Exercise requirements:
What follows is a set of records, each of which is to be written out exactly.

Saved entries:
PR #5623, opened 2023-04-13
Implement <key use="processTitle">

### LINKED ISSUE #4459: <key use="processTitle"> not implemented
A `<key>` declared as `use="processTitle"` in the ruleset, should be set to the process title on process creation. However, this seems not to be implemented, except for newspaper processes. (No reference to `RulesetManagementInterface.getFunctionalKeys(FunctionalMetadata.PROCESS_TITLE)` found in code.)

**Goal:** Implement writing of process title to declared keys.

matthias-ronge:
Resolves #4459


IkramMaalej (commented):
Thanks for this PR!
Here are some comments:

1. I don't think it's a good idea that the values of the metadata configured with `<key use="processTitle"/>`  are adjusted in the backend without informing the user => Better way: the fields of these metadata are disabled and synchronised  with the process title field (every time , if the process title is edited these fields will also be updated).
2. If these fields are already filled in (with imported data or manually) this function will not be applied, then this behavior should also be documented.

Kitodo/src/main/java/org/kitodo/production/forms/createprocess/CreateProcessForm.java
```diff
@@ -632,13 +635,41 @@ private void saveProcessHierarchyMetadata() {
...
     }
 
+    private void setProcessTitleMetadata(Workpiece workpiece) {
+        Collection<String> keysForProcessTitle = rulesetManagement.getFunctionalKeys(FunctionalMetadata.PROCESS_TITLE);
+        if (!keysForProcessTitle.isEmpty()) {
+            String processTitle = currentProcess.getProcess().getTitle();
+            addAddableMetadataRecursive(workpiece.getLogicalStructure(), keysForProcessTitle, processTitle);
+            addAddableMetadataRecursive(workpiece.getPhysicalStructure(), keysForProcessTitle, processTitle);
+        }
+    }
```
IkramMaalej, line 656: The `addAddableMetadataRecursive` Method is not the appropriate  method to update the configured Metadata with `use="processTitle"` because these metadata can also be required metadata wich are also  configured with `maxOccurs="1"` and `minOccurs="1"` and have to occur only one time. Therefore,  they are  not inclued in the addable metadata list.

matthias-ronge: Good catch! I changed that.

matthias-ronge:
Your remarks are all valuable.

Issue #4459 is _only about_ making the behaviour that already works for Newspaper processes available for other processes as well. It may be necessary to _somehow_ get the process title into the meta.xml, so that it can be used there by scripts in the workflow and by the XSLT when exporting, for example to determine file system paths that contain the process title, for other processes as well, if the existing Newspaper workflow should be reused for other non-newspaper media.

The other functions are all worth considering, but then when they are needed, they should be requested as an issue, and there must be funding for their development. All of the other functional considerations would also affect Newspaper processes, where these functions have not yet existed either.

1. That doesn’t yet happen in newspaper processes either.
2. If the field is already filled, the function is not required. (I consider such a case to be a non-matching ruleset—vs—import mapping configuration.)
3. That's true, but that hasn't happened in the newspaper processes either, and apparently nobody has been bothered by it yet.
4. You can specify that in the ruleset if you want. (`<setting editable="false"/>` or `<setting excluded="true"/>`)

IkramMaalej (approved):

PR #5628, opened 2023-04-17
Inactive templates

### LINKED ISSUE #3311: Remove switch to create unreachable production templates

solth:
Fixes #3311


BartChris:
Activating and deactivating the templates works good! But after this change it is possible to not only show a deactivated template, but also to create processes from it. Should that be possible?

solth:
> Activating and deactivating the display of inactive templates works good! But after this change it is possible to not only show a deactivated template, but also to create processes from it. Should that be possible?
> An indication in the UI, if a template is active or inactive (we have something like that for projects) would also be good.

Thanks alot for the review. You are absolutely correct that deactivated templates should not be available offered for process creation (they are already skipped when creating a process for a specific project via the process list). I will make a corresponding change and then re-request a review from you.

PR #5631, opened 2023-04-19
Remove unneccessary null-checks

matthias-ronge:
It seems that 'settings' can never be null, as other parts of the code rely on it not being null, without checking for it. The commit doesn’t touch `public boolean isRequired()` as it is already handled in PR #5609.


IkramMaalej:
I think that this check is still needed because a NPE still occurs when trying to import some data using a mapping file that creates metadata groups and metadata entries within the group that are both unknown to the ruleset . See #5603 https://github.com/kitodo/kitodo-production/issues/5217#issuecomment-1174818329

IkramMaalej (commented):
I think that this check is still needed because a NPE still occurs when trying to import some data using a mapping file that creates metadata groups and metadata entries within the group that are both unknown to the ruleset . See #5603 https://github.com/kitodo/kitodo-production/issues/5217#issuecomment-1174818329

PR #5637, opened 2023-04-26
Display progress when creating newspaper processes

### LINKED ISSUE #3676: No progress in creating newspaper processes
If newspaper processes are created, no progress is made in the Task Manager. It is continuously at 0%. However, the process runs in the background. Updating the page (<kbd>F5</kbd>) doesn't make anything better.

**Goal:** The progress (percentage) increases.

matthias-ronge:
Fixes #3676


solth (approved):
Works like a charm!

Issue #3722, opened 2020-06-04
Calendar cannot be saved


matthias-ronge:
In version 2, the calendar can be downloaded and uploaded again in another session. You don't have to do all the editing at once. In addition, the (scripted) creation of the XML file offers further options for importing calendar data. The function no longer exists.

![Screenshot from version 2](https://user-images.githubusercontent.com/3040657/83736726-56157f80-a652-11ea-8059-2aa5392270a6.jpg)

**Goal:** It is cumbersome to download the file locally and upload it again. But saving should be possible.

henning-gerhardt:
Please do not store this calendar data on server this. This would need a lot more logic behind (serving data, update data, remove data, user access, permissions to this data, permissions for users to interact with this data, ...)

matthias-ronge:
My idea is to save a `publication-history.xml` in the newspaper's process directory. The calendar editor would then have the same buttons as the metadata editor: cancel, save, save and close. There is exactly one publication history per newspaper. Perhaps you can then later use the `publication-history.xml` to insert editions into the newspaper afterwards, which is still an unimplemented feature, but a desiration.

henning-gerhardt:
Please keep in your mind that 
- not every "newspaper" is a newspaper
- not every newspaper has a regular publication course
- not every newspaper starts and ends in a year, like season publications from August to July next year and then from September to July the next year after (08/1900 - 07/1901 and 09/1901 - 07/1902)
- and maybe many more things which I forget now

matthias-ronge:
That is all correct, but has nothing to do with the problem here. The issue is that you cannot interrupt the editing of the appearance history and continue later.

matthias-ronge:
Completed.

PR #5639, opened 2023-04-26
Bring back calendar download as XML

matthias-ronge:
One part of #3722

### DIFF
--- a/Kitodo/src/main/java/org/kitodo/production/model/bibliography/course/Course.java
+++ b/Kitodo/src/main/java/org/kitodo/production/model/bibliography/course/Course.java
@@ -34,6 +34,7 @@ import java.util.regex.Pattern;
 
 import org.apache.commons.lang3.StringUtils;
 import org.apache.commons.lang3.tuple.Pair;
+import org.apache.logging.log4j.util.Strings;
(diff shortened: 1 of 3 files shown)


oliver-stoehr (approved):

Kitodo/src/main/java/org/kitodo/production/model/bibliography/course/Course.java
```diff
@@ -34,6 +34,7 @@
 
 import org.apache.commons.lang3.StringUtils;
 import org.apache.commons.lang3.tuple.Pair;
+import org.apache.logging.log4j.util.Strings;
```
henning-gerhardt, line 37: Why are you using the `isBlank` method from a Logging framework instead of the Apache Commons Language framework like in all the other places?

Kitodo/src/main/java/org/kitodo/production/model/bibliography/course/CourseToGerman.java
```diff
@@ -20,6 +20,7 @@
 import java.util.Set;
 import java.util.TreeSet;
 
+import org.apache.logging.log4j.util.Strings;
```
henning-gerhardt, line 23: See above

Problem solution:
PR #5623, opened 2023-04-13
Implement <key use="processTitle">

### LINKED ISSUE #4459: <key use="processTitle"> not implemented
A `<key>` declared as `use="processTitle"` in the ruleset, should be set to the process title on process creation. However, this seems not to be implemented, except for newspaper processes. (No reference to `RulesetManagementInterface.getFunctionalKeys(FunctionalMetadata.PROCESS_TITLE)` found in code.)

**Goal:** Implement writing of process title to declared keys.

matthias-ronge:
Resolves #4459


IkramMaalej (commented):
Thanks for this PR!
Here are some comments:

1. I don't think it's a good idea that the values of the metadata configured with `<key use="processTitle"/>`  are adjusted in the backend without informing the user => Better way: the fields of these metadata are disabled and synchronised  with the process title field (every time , if the process title is edited these fields will also be updated).
2. If these fields are already filled in (with imported data or manually) this function will not be applied, then this behavior should also be documented.

Kitodo/src/main/java/org/kitodo/production/forms/createprocess/CreateProcessForm.java
```diff
@@ -632,13 +635,41 @@ private void saveProcessHierarchyMetadata() {
...
     }
 
+    private void setProcessTitleMetadata(Workpiece workpiece) {
+        Collection<String> keysForProcessTitle = rulesetManagement.getFunctionalKeys(FunctionalMetadata.PROCESS_TITLE);
+        if (!keysForProcessTitle.isEmpty()) {
+            String processTitle = currentProcess.getProcess().getTitle();
+            addAddableMetadataRecursive(workpiece.getLogicalStructure(), keysForProcessTitle, processTitle);
+            addAddableMetadataRecursive(workpiece.getPhysicalStructure(), keysForProcessTitle, processTitle);
+        }
+    }
```
IkramMaalej, line 656: The `addAddableMetadataRecursive` Method is not the appropriate  method to update the configured Metadata with `use="processTitle"` because these metadata can also be required metadata wich are also  configured with `maxOccurs="1"` and `minOccurs="1"` and have to occur only one time. Therefore,  they are  not inclued in the addable metadata list.

matthias-ronge: Good catch! I changed that.

matthias-ronge:
Your remarks are all valuable.

Issue #4459 is _only about_ making the behaviour that already works for Newspaper processes available for other processes as well. It may be necessary to _somehow_ get the process title into the meta.xml, so that it can be used there by scripts in the workflow and by the XSLT when exporting, for example to determine file system paths that contain the process title, for other processes as well, if the existing Newspaper workflow should be reused for other non-newspaper media.

The other functions are all worth considering, but then when they are needed, they should be requested as an issue, and there must be funding for their development. All of the other functional considerations would also affect Newspaper processes, where these functions have not yet existed either.

1. That doesn’t yet happen in newspaper processes either.
2. If the field is already filled, the function is not required. (I consider such a case to be a non-matching ruleset—vs—import mapping configuration.)
3. That's true, but that hasn't happened in the newspaper processes either, and apparently nobody has been bothered by it yet.
4. You can specify that in the ruleset if you want. (`<setting editable="false"/>` or `<setting excluded="true"/>`)

IkramMaalej (approved):

PR #5628, opened 2023-04-17
Inactive templates

### LINKED ISSUE #3311: Remove switch to create unreachable production templates

solth:
Fixes #3311


BartChris:
Activating and deactivating the templates works good! But after this change it is possible to not only show a deactivated template, but also to create processes from it. Should that be possible?

solth:
> Activating and deactivating the display of inactive templates works good! But after this change it is possible to not only show a deactivated template, but also to create processes from it. Should that be possible?
> An indication in the UI, if a template is active or inactive (we have something like that for projects) would also be good.

Thanks alot for the review. You are absolutely correct that deactivated templates should not be available offered for process creation (they are already skipped when creating a process for a specific project via the process list). I will make a corresponding change and then re-request a review from you.

PR #5631, opened 2023-04-19
Remove unneccessary null-checks

matthias-ronge:
It seems that 'settings' can never be null, as other parts of the code rely on it not being null, without checking for it. The commit doesn’t touch `public boolean isRequired()` as it is already handled in PR #5609.


IkramMaalej:
I think that this check is still needed because a NPE still occurs when trying to import some data using a mapping file that creates metadata groups and metadata entries within the group that are both unknown to the ruleset . See #5603 https://github.com/kitodo/kitodo-production/issues/5217#issuecomment-1174818329

IkramMaalej (commented):
I think that this check is still needed because a NPE still occurs when trying to import some data using a mapping file that creates metadata groups and metadata entries within the group that are both unknown to the ruleset . See #5603 https://github.com/kitodo/kitodo-production/issues/5217#issuecomment-1174818329

PR #5637, opened 2023-04-26
Display progress when creating newspaper processes

### LINKED ISSUE #3676: No progress in creating newspaper processes
If newspaper processes are created, no progress is made in the Task Manager. It is continuously at 0%. However, the process runs in the background. Updating the page (<kbd>F5</kbd>) doesn't make anything better.

**Goal:** The progress (percentage) increases.

matthias-ronge:
Fixes #3676


solth (approved):
Works like a charm!

Issue #3722, opened 2020-06-04
Calendar cannot be saved


matthias-ronge:
In version 2, the calendar can be downloaded and uploaded again in another session. You don't have to do all the editing at once. In addition, the (scripted) creation of the XML file offers further options for importing calendar data. The function no longer exists.

![Screenshot from version 2](https://user-images.githubusercontent.com/3040657/83736726-56157f80-a652-11ea-8059-2aa5392270a6.jpg)

**Goal:** It is cumbersome to download the file locally and upload it again. But saving should be possible.

henning-gerhardt:
Please do not store this calendar data on server this. This would need a lot more logic behind (serving data, update data, remove data, user access, permissions to this data, permissions for users to interact with this data, ...)

matthias-ronge:
My idea is to save a `publication-history.xml` in the newspaper's process directory. The calendar editor would then have the same buttons as the metadata editor: cancel, save, save and close. There is exactly one publication history per newspaper. Perhaps you can then later use the `publication-history.xml` to insert editions into the newspaper afterwards, which is still an unimplemented feature, but a desiration.

henning-gerhardt:
Please keep in your mind that 
- not every "newspaper" is a newspaper
- not every newspaper has a regular publication course
- not every newspaper starts and ends in a year, like season publications from August to July next year and then from September to July the next year after (08/1900 - 07/1901 and 09/1901 - 07/1902)
- and maybe many more things which I forget now

matthias-ronge:
That is all correct, but has nothing to do with the problem here. The issue is that you cannot interrupt the editing of the appearance history and continue later.

matthias-ronge:
Completed.

PR #5639, opened 2023-04-26
Bring back calendar download as XML

matthias-ronge:
One part of #3722

### DIFF
--- a/Kitodo/src/main/java/org/kitodo/production/model/bibliography/course/Course.java
+++ b/Kitodo/src/main/java/org/kitodo/production/model/bibliography/course/Course.java
@@ -34,6 +34,7 @@ import java.util.regex.Pattern;
 
 import org.apache.commons.lang3.StringUtils;
 import org.apache.commons.lang3.tuple.Pair;
+import org.apache.logging.log4j.util.Strings;
(diff shortened: 1 of 3 files shown)


oliver-stoehr (approved):

Kitodo/src/main/java/org/kitodo/production/model/bibliography/course/Course.java
```diff
@@ -34,6 +34,7 @@
 
 import org.apache.commons.lang3.StringUtils;
 import org.apache.commons.lang3.tuple.Pair;
+import org.apache.logging.log4j.util.Strings;
```
henning-gerhardt, line 37: Why are you using the `isBlank` method from a Logging framework instead of the Apache Commons Language framework like in all the other places?

Kitodo/src/main/java/org/kitodo/production/model/bibliography/course/CourseToGerman.java
```diff
@@ -20,6 +20,7 @@
 import java.util.Set;
 import java.util.TreeSet;
 
+import org.apache.logging.log4j.util.Strings;
```
henning-gerhardt, line 23: See above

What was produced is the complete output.